== What you should do ==
Among the lines below, return each one that contains the word "intended".

++++ Data supplied ++++

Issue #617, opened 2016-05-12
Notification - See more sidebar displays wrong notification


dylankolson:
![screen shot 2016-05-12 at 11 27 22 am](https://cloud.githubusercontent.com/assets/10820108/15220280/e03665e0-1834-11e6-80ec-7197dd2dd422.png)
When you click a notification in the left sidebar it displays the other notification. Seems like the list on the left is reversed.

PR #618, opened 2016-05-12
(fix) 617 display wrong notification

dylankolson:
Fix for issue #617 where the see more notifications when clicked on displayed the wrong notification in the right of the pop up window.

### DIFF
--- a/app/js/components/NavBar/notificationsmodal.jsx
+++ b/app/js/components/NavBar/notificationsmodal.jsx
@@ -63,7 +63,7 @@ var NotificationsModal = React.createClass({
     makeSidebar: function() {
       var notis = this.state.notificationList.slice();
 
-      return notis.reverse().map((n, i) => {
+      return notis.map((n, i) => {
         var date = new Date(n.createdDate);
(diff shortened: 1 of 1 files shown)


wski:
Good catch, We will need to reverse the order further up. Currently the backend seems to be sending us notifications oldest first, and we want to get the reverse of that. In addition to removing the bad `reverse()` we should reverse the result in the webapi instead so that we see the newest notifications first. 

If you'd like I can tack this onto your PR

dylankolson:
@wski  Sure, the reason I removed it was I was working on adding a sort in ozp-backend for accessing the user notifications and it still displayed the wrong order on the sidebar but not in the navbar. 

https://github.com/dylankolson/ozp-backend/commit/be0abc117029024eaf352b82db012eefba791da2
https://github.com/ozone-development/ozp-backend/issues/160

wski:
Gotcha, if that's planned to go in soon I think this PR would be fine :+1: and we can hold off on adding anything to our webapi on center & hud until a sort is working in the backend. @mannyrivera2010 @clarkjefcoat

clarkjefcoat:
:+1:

++++
++++ Data supplied ++++

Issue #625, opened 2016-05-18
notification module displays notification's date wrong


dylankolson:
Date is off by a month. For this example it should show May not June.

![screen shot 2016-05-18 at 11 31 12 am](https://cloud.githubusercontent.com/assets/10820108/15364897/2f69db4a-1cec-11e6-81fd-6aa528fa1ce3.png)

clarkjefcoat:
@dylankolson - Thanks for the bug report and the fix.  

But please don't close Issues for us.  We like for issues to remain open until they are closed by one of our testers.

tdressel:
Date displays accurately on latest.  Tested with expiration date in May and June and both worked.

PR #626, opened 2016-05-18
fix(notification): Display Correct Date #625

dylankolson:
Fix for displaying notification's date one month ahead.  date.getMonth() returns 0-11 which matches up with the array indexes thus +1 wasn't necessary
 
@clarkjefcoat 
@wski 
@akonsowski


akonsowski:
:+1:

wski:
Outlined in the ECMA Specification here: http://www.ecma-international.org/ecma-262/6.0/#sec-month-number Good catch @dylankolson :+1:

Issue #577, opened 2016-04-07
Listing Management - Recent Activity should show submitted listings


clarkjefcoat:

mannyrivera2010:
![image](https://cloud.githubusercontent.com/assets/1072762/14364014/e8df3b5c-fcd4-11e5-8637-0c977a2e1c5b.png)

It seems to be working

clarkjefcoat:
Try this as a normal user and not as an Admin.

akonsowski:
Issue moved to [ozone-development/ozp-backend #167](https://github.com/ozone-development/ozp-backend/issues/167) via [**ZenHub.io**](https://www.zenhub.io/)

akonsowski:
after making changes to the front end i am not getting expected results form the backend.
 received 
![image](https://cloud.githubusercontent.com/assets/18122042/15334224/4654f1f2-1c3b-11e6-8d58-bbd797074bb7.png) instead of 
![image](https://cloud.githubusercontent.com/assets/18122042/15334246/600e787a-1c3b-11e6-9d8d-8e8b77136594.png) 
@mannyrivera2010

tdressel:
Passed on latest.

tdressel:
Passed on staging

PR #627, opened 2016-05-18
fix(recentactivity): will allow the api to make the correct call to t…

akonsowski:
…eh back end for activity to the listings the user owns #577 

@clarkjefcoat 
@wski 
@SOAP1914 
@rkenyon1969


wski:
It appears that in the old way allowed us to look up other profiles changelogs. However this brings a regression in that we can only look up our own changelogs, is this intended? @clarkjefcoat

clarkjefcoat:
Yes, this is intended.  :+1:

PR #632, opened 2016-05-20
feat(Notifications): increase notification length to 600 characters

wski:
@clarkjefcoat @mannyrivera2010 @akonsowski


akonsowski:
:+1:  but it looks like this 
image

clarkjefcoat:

++++
++++ Data supplied ++++

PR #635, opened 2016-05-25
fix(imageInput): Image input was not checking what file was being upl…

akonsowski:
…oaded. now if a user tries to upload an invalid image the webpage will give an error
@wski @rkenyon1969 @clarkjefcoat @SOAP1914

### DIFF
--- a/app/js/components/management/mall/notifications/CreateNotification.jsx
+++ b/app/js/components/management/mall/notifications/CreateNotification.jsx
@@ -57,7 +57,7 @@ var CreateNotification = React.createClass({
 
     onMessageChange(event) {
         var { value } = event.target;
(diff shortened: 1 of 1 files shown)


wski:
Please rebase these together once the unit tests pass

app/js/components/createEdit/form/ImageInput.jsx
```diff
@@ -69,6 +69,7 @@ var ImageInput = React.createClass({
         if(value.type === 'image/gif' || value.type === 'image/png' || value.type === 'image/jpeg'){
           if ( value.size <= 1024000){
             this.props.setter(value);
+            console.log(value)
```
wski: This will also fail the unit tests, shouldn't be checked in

++++

== Problem solution ==
It appears that in the old way allowed us to look up other profiles changelogs. However this brings a regression in that we can only look up our own changelogs, is this intended? @clarkjefcoat
Yes, this is intended.  :+1:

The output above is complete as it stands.